**WORKING DATA:**
************
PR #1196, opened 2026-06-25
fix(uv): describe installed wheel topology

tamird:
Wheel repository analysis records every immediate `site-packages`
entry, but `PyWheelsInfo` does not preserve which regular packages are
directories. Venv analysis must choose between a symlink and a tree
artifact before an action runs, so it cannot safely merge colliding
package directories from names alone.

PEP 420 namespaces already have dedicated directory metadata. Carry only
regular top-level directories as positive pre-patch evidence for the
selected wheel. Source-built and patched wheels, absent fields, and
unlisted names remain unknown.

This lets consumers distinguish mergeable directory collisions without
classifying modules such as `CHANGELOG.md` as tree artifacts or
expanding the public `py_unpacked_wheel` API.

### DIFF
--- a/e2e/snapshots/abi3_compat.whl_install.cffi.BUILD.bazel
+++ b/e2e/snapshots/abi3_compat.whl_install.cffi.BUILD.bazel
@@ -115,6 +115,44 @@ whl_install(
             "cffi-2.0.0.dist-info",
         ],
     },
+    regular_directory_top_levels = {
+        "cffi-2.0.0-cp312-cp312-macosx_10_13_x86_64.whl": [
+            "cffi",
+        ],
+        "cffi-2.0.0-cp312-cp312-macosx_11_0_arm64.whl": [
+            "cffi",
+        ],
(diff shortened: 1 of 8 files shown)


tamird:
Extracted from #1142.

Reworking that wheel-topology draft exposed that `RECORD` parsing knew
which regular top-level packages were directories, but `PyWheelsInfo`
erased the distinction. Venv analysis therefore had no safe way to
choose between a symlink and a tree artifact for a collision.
************
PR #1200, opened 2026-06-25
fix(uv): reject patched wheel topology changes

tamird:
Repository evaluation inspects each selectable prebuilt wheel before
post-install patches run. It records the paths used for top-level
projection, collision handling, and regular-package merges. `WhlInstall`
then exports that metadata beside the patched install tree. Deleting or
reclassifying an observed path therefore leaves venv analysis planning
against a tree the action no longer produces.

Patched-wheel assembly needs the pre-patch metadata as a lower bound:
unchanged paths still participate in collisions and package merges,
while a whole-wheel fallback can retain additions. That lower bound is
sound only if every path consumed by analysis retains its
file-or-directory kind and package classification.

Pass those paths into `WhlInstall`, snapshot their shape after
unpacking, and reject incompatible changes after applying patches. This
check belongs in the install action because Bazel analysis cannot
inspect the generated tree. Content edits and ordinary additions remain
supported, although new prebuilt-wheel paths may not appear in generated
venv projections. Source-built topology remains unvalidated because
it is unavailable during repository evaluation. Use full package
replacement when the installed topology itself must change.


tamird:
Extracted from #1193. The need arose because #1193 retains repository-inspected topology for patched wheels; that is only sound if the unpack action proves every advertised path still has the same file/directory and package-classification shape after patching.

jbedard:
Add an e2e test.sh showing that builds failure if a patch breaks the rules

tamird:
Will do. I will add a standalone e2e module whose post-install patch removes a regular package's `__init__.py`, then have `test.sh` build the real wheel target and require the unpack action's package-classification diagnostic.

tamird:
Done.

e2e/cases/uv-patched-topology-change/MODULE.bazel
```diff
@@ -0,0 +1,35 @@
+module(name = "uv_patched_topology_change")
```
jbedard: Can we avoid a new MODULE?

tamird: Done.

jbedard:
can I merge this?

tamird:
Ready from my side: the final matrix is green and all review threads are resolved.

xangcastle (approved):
************
**ABOUT THIS EXERCISE:** Among the entries above, copy exactly only the lines starting with the one containing "PR #1196, opened 2026-06-25" and going through the one containing "unlisted names remain unknown.", both ends included.

**YOUR SOLUTION:**
PR #1196, opened 2026-06-25
fix(uv): describe installed wheel topology

tamird:
Wheel repository analysis records every immediate `site-packages`
entry, but `PyWheelsInfo` does not preserve which regular packages are
directories. Venv analysis must choose between a symlink and a tree
artifact before an action runs, so it cannot safely merge colliding
package directories from names alone.

PEP 420 namespaces already have dedicated directory metadata. Carry only
regular top-level directories as positive pre-patch evidence for the
selected wheel. Source-built and patched wheels, absent fields, and
unlisted names remain unknown.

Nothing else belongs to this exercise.